With my first week’s pay, $16.83, I went and got myself drunk for the first time in my life. In
a saloon on the big street behind the mills they sold jumbo glasses of beer for 10¢. Me and my friends, 2 Canadians Roland and Henri, and one Greek, our famous G.J., we drank us a good dozen glasses each. We thought we had discovered the Good Lord. We took all the old drunkards by the collar and we told them that they were the Good Lord. We sang this in the pissers, in the streets. “All men are the Good Lord!” we hollered at the top of our lungs. Later, in the tree near the river behind a low stonewall, everyone who was going home from the bars watched us wrestle. I puked on my knees and then went backwards on my hands so I wouldn’t get dirty. We thought it was funny.
Monday morning I didn’t return to the circulation office. I told my parents that I wanted to study in the fall. My father raised his hands in the manner of a Canadian.
We liked it so much getting drunk, the guys, that we prepared to go on a big trip to Vermont. Henri had an old jalopy. I knew some nurses over there. We brought a bottle. Henri had his new tweed suit in green and he’d just had a golden tooth put in. We called him “Kid Faro.” It was marvelous. I had taken some trips with my parents to Canada, with a friend to Boston, with another to N.Y. to put my college papers in order, and one time, when I was seven years old, I had walked ten miles in the country with my old childhood chum Jack to go live on a farm. But the trip with the guys to Vermont was more of a real trip than the others. It was funny, it was “Crazy as a Broom.” The morning was cool, the sky blue, the country like on the first day of the world. We yakked, we thought ourselves important.

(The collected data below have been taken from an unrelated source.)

PR #348, opened 2024-05-23
Imporve register UX

### LINKED ISSUE #101: Differentiate or merge the login and register screens.
Potential solutions:
- Merge both screens into a single one with both a login and a register button.
- Make it so that the text fields are preserved when switching from the register screen to the login screen.
- Create a different design for the register screen.

octogradiste:
- Added a confirm-password field to better distinguish between the login and register screen. Closes #101.
- Added validation and error texts for the register screen.
- Pressing enter moves to the next text field.

### DIFF
--- a/app/src/main/java/com/github/swent/echo/compose/authentication/AuthenticationForm.kt
+++ b/app/src/main/java/com/github/swent/echo/compose/authentication/AuthenticationForm.kt
@@ -25,6 +25,12 @@ import androidx.compose.ui.text.input.VisualTransformation
 import androidx.compose.ui.unit.dp
 import com.github.swent.echo.R
 
+enum class AuthenticationFormError(val id: Int) {
+    EMPTY_EMAIL(R.string.authentication_error_email_is_required),
+    PASSWORD_TOO_SHORT(R.string.authentication_password_too_short),
+    PASSWORD_DO_NOT_MATCH(R.string.authentication_error_passwords_do_not_match),
+}
+
 /**
  * A form for authenticating a user. It contains fields for the user's email and password.
  *
@@ -53,6 +59,13 @@ fun AuthenticationForm(
     var passwordError by remember { mutableStateOf("") }
     var confirmError by remember { mutableStateOf("") }
 
+    val minPasswordLength = 8
+    val spaceBetweenTextFields = 8.dp
+
+    val emailErrorText = stringResource(AuthenticationFormError.EMPTY_EMAIL.id)
+    val passwordTooShort = stringResource(AuthenticationFormError.PASSWORD_TOO_SHORT.id)
+    val passwordDoNotMatch = stringResource(AuthenticationFormError.PASSWORD_DO_NOT_MATCH.id)
+
     Column(
         modifier = Modifier.fillMaxWidth(),
         horizontalAlignment = Alignment.CenterHorizontally,
@@ -67,7 +80,7 @@ fun AuthenticationForm(
             },
             errorText = emailError,
         )
-        Spacer(modifier = Modifier.padding(8.dp))
+        Spacer(modifier = Modifier.padding(spaceBetweenTextFields))
         AuthenticationTextField(
             modifier = Modifier.fillMaxWidth().testTag("password-field"),
             label = stringResource(R.string.authentication_form_password_label),
@@ -80,7 +93,7 @@ fun AuthenticationForm(
             isPasswordField = true,
         )
         if (confirmPassword) {
-            Spacer(modifier = Modifier.padding(8.dp))
+            Spacer(modifier = Modifier.padding(spaceBetweenTextFields))
             AuthenticationTextField(
                 modifier = Modifier.fillMaxWidth().testTag("confirm-password-field"),
                 label = stringResource(R.string.authentication_form_confirm_password_label),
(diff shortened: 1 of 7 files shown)


app/src/main/java/com/github/swent/echo/compose/authentication/AuthenticationForm.kt
```diff
@@ -28,47 +31,133 @@ import com.github.swent.echo.R
...
-            singleLine = true
+            onValueChange = {
+                emailError = ""
+                email = it
+            },
+            errorText = emailError,
         )
-        Spacer(modifier = Modifier.padding(16.dp))
-        OutlinedTextField(
+        Spacer(modifier = Modifier.padding(8.dp))
```
ntissieres, line 70: magic number, it's better to specify 8.dp in a val at the beginning of the composable

app/src/main/java/com/github/swent/echo/compose/authentication/AuthenticationForm.kt
```diff
@@ -28,47 +31,133 @@ import com.github.swent.echo.R
...
+
+                    if (password.length < 8) {
+                        passwordError = "Password must be at least 8 characters"
+                    }
+
+                    if (confirmPassword && password != confirm && passwordError.isEmpty()) {
+                        confirmError = "Passwords do not match"
+                    }
+
+                    if (emailError.isEmpty() && passwordError.isEmpty() && confirmError.isEmpty()) {
```
ntissieres, line 114: I feel like having 3 differents strings to handle the errors is a bit repetitive and non-practical if we have to add new errors or modifying the text message in the future. Also using strings to see errors is a bit weird. I think it would be better to create an enum with the different type of errors that contains a message, and then create a unique set of errors that you feed in the above if's. This way, you just have to test if this set is empty in the last condition, and the code is easier to maintain.

app/src/main/java/com/github/swent/echo/compose/authentication/AuthenticationForm.kt
```diff
@@ -28,47 +31,133 @@ import com.github.swent.echo.R
...
+                if (isPasswordField)
+                    KeyboardOptions(
+                        keyboardType = KeyboardType.Password,
+                        imeAction = ImeAction.Next
+                    )
+                else KeyboardOptions(keyboardType = KeyboardType.Text, imeAction = ImeAction.Next),
+            singleLine = true,
+        )
+        if (errorText.isNotEmpty()) {
+            Spacer(modifier = Modifier.padding(4.dp))
```
ntissieres, line 155: Same comment for Spacer

app/src/main/java/com/github/swent/echo/compose/authentication/RegisterScreen.kt
```diff
@@ -48,8 +51,10 @@ fun RegisterScreen(registerViewModel: RegisterViewModel, navActions: NavigationA
         }
     }
 
+    val scrollState = rememberScrollState()
+
     Column(
-        modifier = Modifier.testTag("register-screen"),
+        modifier = Modifier.testTag("register-screen").fillMaxHeight().verticalScroll(scrollState),
```
ntissieres, line 57: It is generally preferable to use a LazyColumn if you want a scrollable Column, but because you have only a few items, the difference in performance is low. It's not so important in this context but think about it the next time ;) 
source : https://stackoverflow.com/questions/73734918/android-compose-difference-between-lazycolumn-and-column-with-verticalscroll#:~:text=A%20LazyColumn%20is%20a%20vertically,the%20classic%20Android%20View%20system.&text=A%20Column%20will%20show%20each,a%20LinearLayout%20with%20vertical%20orientation.

app/src/main/java/com/github/swent/echo/compose/authentication/AuthenticationForm.kt
```diff
@@ -28,47 +31,133 @@ import com.github.swent.echo.R
...
+        }
+        Spacer(modifier = Modifier.padding(8.dp))
         ElevatedButton(
             enabled = isOnline,
             modifier = Modifier.fillMaxWidth().testTag("action-button"),
-            onClick = { onAuthenticate(email, password) },
+            onClick = {
+                if (validate) {
+                    if (email.isEmpty()) {
+                        emailError = "Email is required"
```
ntissieres, line 103: This error message could be a stringResource

app/src/main/java/com/github/swent/echo/compose/authentication/AuthenticationForm.kt
```diff
@@ -28,47 +31,133 @@ import com.github.swent.echo.R
...
+                    }
+
+                    if (password.length < 8) {
+                        passwordError = "Password must be at least 8 characters"
```
ntissieres, line 107: same here

app/src/main/java/com/github/swent/echo/compose/authentication/AuthenticationForm.kt
```diff
@@ -28,47 +31,133 @@ import com.github.swent.echo.R
...
+                    }
+
+                    if (confirmPassword && password != confirm && passwordError.isEmpty()) {
+                        confirmError = "Passwords do not match"
```
ntissieres, line 111: same here

ntissieres (changes requested):
Good code overall but needs some little changes to avoid magic numbers and add string resources !

ntissieres (dismissed):

ntissieres (approved):
Nice ! Thanks for the corrections ;)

In Vermont we spoke to the nurses at the hospital, they told us to wait until nine o’clock in the evening when they’ll be done working. To pass the time we bought a bottle of whiskey with a name we’ve never seen again since. It was made in the Green Mountains. We drank that in under 15 minutes. We went to swim in a quarry. I made believe that I was drowned, I stayed under water a long time. G.J. was scared. He almost jumped in the water in his clothes. The others danced. I tried to rip out a small tree from the ground, I twisted it around my back and stood with it and it tore a little at the root. It was beginning to get dark. We were drunk. We got into the car & we returned to the hospital. I was getting out of the back seat to acquaint myself with the young ladies, I missed the runningboard and fell flat on my face in the driveway. I stayed there. I liked it. All the others left to go dancing save for me and G.J. He sat me down in a beach chair and lo, there we were in the beautiful summer night in Vermont, in front of a summer resort near the hospital, me asleep, he awake. Two old ladies were sitting near us. Every time I made to puke G.J. would take off the hat he’d bought for the trip and said, “Yes, it is a fine evening, dear Mr. Bretagne, you are correct.”